Trading on tips is a tricky subject as at times, my friends or people I know make money on some random pump and dump stock which they brag about when I say I trade. We've all been there trying to talk trading with someone and hear this or that story...

The thing about a tip, especially when someone else is elated about it, is that the stock is usually at it's peak with the owner high on a wave of paper profits. Somehow, we are not okay with people making money other than us, particularly if we claim to be stock traders. Ego in action.

The Stocks are typically:

  • Low quality with low liquidity
  • Already had their run without you aboard
  • Broken tickers with no hope of return

How many of your friends with these prime tips are millionaire stock traders?

The only tips I trade these days are the tips from my own stock trading strategy which come from a rigorous screening process. Price action, volume and velocity are all that I need to make an assessment of a good or a bad purchase (for the most part).

Taking full accountability for your trading is the true mark of distinction when trading stocks. Your screening process and objective criteria ARE the tips. If you can't trust your own judgement, why in the name of shit will you trust someone else?

Form your own ideas and trade for real. If not, it's totally okay to simply index invest or do something else. If you treat trading like gambling then you can expect the same results as a gambler. Uncertain, unpredictable and making sure the house always wins.

4. Buying Cheap Stocks

This one still gets me a few times a year. I simply cannot help but try and buy a few beat up tickers in the hopes of it making a return to former glory. Like a bad relationship, I still find myself going back to the self-torture of repeating this mistake. Far less however and hopefully never again after writing it here.

Blogging by the way is a great way of holding yourself accountable for your stock trading.

Sure, sometimes this can work out, in fact, some people have an entire strategy around timing and buying broken down stocks with very specific entry criteria. For the most part however, think about it this way:

  • Why have large institutions sold this stock in the first place?
  • How many buyers are trapped in the decline and would love to get out at a higher price (huge supply)?
  • With much better stocks available why would others want to buy this one?

It just makes no sense at all. Yes there are exceptions but for the most part, if you want to buy GE, go for it, I for one would prefer to fly economy on Space X vs sink in 1st class on the Titanic.

Just as in life, with stocks we typically pay for quality. The reason the stock is cheap is due to an obvious issue - nobody is buying it. Maybe this is a cyclical issue or some macro phenomenon - either way, I would prefer others to lay the foundation and buy up the new support zones than be used as chum for the institutions.

If a stock hasn't proven itself with some good price action, volume and power - with some cheeky exceptions (yes I am human), I will stay away.

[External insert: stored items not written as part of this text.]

PR #282, opened 2026-06-13
feat(esp32c3): event-driven virtual AP — deterministic assoc + full DHCP DORA

w1ne:
Replaces timer-blind frame injection with an **event-driven virtual AP** that responds to what the STA actually transmits — making 802.11 association and DHCP **deterministic** instead of flaky, over the real MAC.

## What
- `ap_respond(tx)`: probe-req→probe-resp, auth→auth-resp, assoc-req→assoc-resp, DHCP→DORA, ARP→reply for the **gateway only** (never the STA's own offered IP, which would trip lwIP `dhcp_arp_reply→dhcp_decline`).
- RX reliability: unicast responses delivered at the **front** of the RX backlog (`queue_rx_priority`) so offer/ack land inside the driver's per-state timeout window; beacons only when the RX queue is drained (`pending_rx_len`). Fixes the offer-behind-beacon-backlog stall that left DORA stuck at 'offer'.
- Env-gated traces: `LABWIRED_BRIDGE_TRACE` (frame classifier) + `LABWIRED_DHCP_TRACE` (PC-watch on lwIP `dhcp_*`).

## Verified
Unmodified ESP-IDF C3 binary, real ROM boot: scan→**connected (aid=1, ch6)**→**full DORA (discover→offer→request→ack)**→enters lwIP DHCP CHECKING (ARP self-probe)→advances tries on the fine timer toward `dhcp_bind`. GOT IP bind is fine-timer-paced (follow-up: systimer tick-rate calibration to speed it up).

### DIFF
--- a/crates/cli/src/main.rs
+++ b/crates/cli/src/main.rs
@@ -1065,6 +1065,171 @@ fn build_dhcp_reply(xid: [u8; 4], ack: bool) -> Vec<u8> {
     f
 }
 
+/// Probe response: like a beacon but unicast to the STA (subtype 5 → FC 0x50),
+/// answering an active scan's probe request.
+fn build_probe_resp(ssid: &str, channel: u8) -> Vec<u8> {
+    let mut f = build_open_beacon(ssid, channel);
+    f[0] = 0x50; // mgmt subtype 5 = probe response
+    f[4..10].copy_from_slice(&BRIDGE_STA); // addr1 = the scanning STA (unicast)
+    f
+}
+
+/// Parse a captured TX data frame as ARP: returns (oper, sender_ip, target_ip)
+/// if it carries an ARP packet (ethertype 0x0806 after LLC/SNAP).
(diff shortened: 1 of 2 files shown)


w1ne:
✅ **GOT IP confirmed end-to-end.** Full 480M-step run with `LABWIRED_DHCP_TRACE=1`:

5. Moving stop losses or not having one

This is honestly something I can happily say I do properly in my trading with great consistency. In the past however I got burned countless times by moving stops believing "this time it's different". It's a real psychological paradox to cut losses as humans associate this with "failure".

Being raised a certain way I was always taught that losing or stopping out, quitting, giving up (you can imagine the list) is bad. Not so.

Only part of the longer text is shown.